Szabad Föld
- Type: Weekly newspaper
- Owner(s): Central European Press and Media Foundation
- Founded: 1945; 80 years ago
- Language: Hungarian
- Headquarters: Budapest
- Country: Hungary
- Circulation: 32,037 (2023)
- ISSN: 0133-0950
- Website: www.szabadfold.hu

= Szabad Föld =

Weekly newspaper in Hungary

Szabad Föld (/hu/, Free Land or Soil) is a weekly newspaper published in Budapest, Hungary. The paper has been in circulation since 1945.

==History and profile==

Szabad Föld was established in 1945. The paper is published on a weekly basis and appears on Fridays. It was the organ of the People's Patriotic Front and of the working peasantry during the communist rule in Hungary.

In the late 1990s the Attila József Foundation was the co-owner of Szabad Föld. The Geoholding media group became the owner of the weekly in July 2004 when it purchased paper's owner, Book Publisher Rt. Its publisher was Szabad Lap Publisher Kft.

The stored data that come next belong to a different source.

PR #3959, opened 2023-12-12
Remove m.thread filter from relations API call

dbkr:
We used MSC3981 to pass the recurse param to the /relations endpoint so that we could get relations to events in a thread, but we kept the rel_type filter on (as m.thread) so no second-order relations would ever have been returned (a nested thread isn't a thing).

This removes the filter and does some filtering on the client side to remove any events that shouldn't live in the threaded timeline (ie. non-thread relations to the thread root event).

This should help fix stuck unreads because it will avoid the event that the receipt refers to going missing (but only on HSes that support MSC3981).

For https://github.com/vector-im/element-web/issues/26718

## Checklist

---

## 🐛 Bug Fixes
 * Remove m.thread filter from relations API call ([\#3959](https://github.com/matrix-org/matrix-js-sdk/pull/3959)).


t3chguy (approved):
Looks sane

PR #3960, opened 2023-12-14
Fetch events that read receipts point to if we don't have them

dbkr:
As the comment hopefully explains, this is a giant hack to work around lack of MSC3981 support and hopefully remove some spurious unread dots on threads. With this code, the unread dots appear briefly and then go away again once the event in question is fetched which is not fantastic but better then a perma-stuck dot.

## Checklist

### DIFF
--- a/src/models/thread.ts
+++ b/src/models/thread.ts
@@ -140,6 +140,8 @@ export class Thread extends ReadReceipt<ThreadEmittedEvents, ThreadEventHandlerM
      */
     public replayEvents: MatrixEvent[] | null = [];
 
+    private isCheckingForMissingReceiptEvent = false;
+
     public constructor(public readonly id: string, public rootEvent: MatrixEvent | undefined, opts: IThreadOpts) {
         super();
 
@@ -624,6 +626,8 @@ export class Thread extends ReadReceipt<ThreadEmittedEvents, ThreadEventHandlerM
             }
         }
 
+        this.checkForMissingReceiptEvent();
+
         this.emit(ThreadEvent.Update, this);
     }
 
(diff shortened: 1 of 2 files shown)


src/models/thread.ts
```diff
@@ -656,6 +660,45 @@ export class Thread extends ReadReceipt<ThreadEmittedEvents, ThreadEventHandlerM
...
+     * This is mainly for situations where the read receipt is pointing to a relation event that we don't
+     * have because it's too far back in the scrollback for us to have paginated it and it doesn't come down
+     * with the thread events due to lack of MSC3981 support.
+     *
+     * If you are reading this in the future and MSC3981 is merged and widely supported then you, future
+     * space person, get the honour of building a large pyre to incinerate this piece of code and revel
+     * in the delicious Typescript fumes.
+     */
+    private async checkForMissingReceiptEvent(): Promise<void> {
+        if (this.isCheckingForMissingReceiptEvent) return;
```
t3chguy, line 675: This feels like it might want to queue/debounce rather than drop given the async action may be looking for eventId123 when the RR has moved onto eventId456 via a gappy sync during startup

src/models/thread.ts
```diff
@@ -624,6 +626,8 @@ export class Thread extends ReadReceipt<ThreadEmittedEvents, ThreadEventHandlerM
             }
         }
 
+        this.checkForMissingReceiptEvent();
```
richvdh, line 629: is it deliberate that this lacks an `await`? If so, might be good to comment it to highlight and explain why.

src/models/thread.ts
```diff
@@ -656,6 +660,45 @@ export class Thread extends ReadReceipt<ThreadEmittedEvents, ThreadEventHandlerM
...
+     * space person, get the honour of building a large pyre to incinerate this piece of code and revel
+     * in the delicious Typescript fumes.
+     */
+    private async checkForMissingReceiptEvent(): Promise<void> {
+        if (this.isCheckingForMissingReceiptEvent) return;
+        this.isCheckingForMissingReceiptEvent = true;
+
+        try {
+            const myThreadedReceipt = this.getLatestReceipt(this.client.getUserId()!, true);
+            if (myThreadedReceipt && this.timeline.length > 0 && !this.findEventById(myThreadedReceipt.eventId)) {
```
richvdh, line 680: why the condition on `timeline.length` ? A comment would help.

richvdh (commented):
I have to say I'm not enthusiastic about this hack. We already have millions of `/event/` requests to work around some other failure to land an MSC; it causes load on the server to serve all the requests, and quite a lot of load on the client in terms of making the requests, attempting to decrypt them, failing to decrypt them, checking key backup, etc etc.

I can see the need for a temporary workaround for lack of MSC3981 but my concern is that, as soon as this lands, the problem is out of sight and it's just another large nail in the coffin of Element's performance that we never get round to doing anything about.

Is there a world in which we can instead prioritise enabling MSC3981, and maybe make this hack opt-in to help test it?

src/models/thread.ts
dbkr: It wasn't, but it now has the throttle where the wrapper doesn't return a promise.

src/models/thread.ts
dbkr: Good point: added.

dbkr:
> I have to say I'm not enthusiastic about this hack. We already have millions of `/event/` requests to work around some other failure to land an MSC; it causes load on the server to serve all the requests, and quite a lot of load on the client in terms of making the requests, attempting to decrypt them, failing to decrypt them, checking key backup, etc etc.
> 
> I can see the need for a temporary workaround for lack of [MSC3981](https://github.com/matrix-org/matrix-spec-proposals/pull/3981) but my concern is that, as soon as this lands, the problem is out of sight and it's just another large nail in the coffin of Element's performance that we never get round to doing anything about.
> 
> Is there a world in which we can instead prioritise enabling [MSC3981](https://github.com/matrix-org/matrix-spec-proposals/pull/3981), and maybe make this hack opt-in to help test it?

Mm, I share your thoughts, especially having the existing set of thread related things which have gained odd workarounds for lack of server support and then presumably been forgotten. I've picked up 3981 and I don't think anything should actually stand in its way now. Synapse's impl is, afacis, correct, so it really should just be a question of FCPing, getting ticks and then turning the flag on in Synapse by default I think.

As a counterpoint, it should be fairly minimal nail as it will only trigger for specific threads that are broken, but yeah, straws and camels and all that.

If we were to make it opt-in I think it would just be for people that were desperate to unstick the unread dots: I don't really think it would help test anything as the impl is sufficiently different between this and actually having MSC3981.

PR #3967, opened 2023-12-18
Remove obsolete references to device-specific push rules

jgarplind:
## Checklist

-   [x] Tests written for new code (and old code if feasible) **Should be covered by existing tests, if any**

Been reading up on push rules, and specifically how the only supported (as per the spec) scope is `global`, e.g. here: https://github.com/matrix-org/matrix-spec/issues/637

I also found [this old PR](https://github.com/matrix-org/matrix-js-sdk/pull/1404) which did the most important parts, but then ran across some parts that unnecessarily catered for a no longer supported use case. Figured it could be a good opportunity to make a minor contribution to a much appreciated repo.

I also considered the possibility to adjust the function signatures to either not take `scope`, or to force it to be the literal `"global"`, but I'm not sure if that is desirable, with regards to API stability, etc.

Type: [task]

---

### DIFF
--- a/src/client.ts
+++ b/src/client.ts
@@ -8805,8 +8805,8 @@ export class MatrixClient extends TypedEventEmitter<EmittedEvents, ClientEventHa
         ruleId: Exclude<string, RuleId>,
         body: Pick<IPushRule, "actions" | "conditions" | "pattern">,
     ): Promise<{}> {
-        // NB. Scope not uri encoded because devices need the '/'
-        const path = utils.encodeUri("/pushrules/" + scope + "/$kind/$ruleId", {
+        const path = utils.encodeUri("/pushrules/$scope/$kind/$ruleId", {
+            $scope: scope,
             $kind: kind,
             $ruleId: ruleId,
         });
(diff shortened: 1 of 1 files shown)


src/client.ts
```diff
@@ -8805,8 +8805,8 @@ export class MatrixClient extends TypedEventEmitter<EmittedEvents, ClientEventHa
         ruleId: Exclude<string, RuleId>,
         body: Pick<IPushRule, "actions" | "conditions" | "pattern">,
     ): Promise<{}> {
-        // NB. Scope not uri encoded because devices need the '/'
-        const path = utils.encodeUri("/pushrules/" + scope + "/$kind/$ruleId", {
+        const path = utils.encodeUri("/pushrules/$scope/$kind/$ruleId", {
+            $scope: scope,
```
richvdh, line 8809: I don't really see that this is a worthwhile improvement. It doesn't actually *remove* the redundant `scope` param (which would be a  concrete improvement, though hard to do without breaking backwards compatibility); rather it just url-encodes it. Since `scope` must always be `global`, this seems to make no difference at all?

richvdh (changes requested):

src/client.ts
jgarplind: I agree. It is a miniscule improvement to legibility / removing redundant comments which may confuse, and the PR description echoes your sentiment about preserving backwards compatibility.

Was hoping that a small touch-up would be appreciated, but if you prefer to keep things as they are, I'm content to cancel this PR as well.

richvdh: Yeah, let's leave it; I don't think it's worthwhile.

Maybe in future we can create `addGlobalPushRule` etc which omit the `scope` param; then we can deprecate the existing methods.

Szabad Föld became part of the Central European Press and Media Foundation in 2018 which is close to the Hungarian Prime Minister Viktor Orbán. The foundation acquired the paper from László Puch.

The headquarters of Szabad Föld is in Budapest. However, its target audience is non-urban people, and it mostly covers local and agricultural issues. In fact, the paper was called as peasants' newspaper or countryside weekly during its initial phase. At that time the paper financed winter-evening lectures in the country.

Lajos Feher served as the editor-in-chief of Szabad Föld. As of 2010 its editor-in-chief was László Horváth.

==Circulation==
In 1976 Szabad Föld sold 350,000 copies. Its circulation was 176,385 copies in 2002. In 2003 the weekly had a circulation of 160,000 copies. The paper sold 115,326 copies in 2009, making it the second most read weekly in the country. The circulation of the paper was 82,261 copies in 2013. It sold 60,000 copies in 2018. Its circulation decreased to 37,859 in 2022.